━━━━━ Data listing ━━━━━
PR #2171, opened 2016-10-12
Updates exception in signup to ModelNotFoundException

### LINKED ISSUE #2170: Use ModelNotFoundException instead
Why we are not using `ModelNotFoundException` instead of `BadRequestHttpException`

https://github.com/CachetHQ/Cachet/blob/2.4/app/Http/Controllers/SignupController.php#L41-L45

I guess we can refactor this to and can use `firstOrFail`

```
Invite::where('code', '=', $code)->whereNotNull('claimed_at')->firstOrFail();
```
━━━━━
━━━━━ Data listing ━━━━━
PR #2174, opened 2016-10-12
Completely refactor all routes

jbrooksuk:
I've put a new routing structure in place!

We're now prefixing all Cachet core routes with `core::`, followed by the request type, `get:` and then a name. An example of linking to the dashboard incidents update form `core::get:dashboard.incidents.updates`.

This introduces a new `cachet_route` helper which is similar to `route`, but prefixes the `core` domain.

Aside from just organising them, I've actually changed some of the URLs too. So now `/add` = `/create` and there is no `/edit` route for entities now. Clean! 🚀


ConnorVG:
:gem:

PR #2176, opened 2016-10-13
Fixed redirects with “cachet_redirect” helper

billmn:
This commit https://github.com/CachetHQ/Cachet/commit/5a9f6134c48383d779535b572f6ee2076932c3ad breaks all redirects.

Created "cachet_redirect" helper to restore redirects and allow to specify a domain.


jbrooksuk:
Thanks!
━━━━━
Scan the data above, find each line with "ModelNotFoundException", and copy it.

## Reply to the exercise
Updates exception in signup to ModelNotFoundException
### LINKED ISSUE #2170: Use ModelNotFoundException instead
Why we are not using `ModelNotFoundException` instead of `BadRequestHttpException`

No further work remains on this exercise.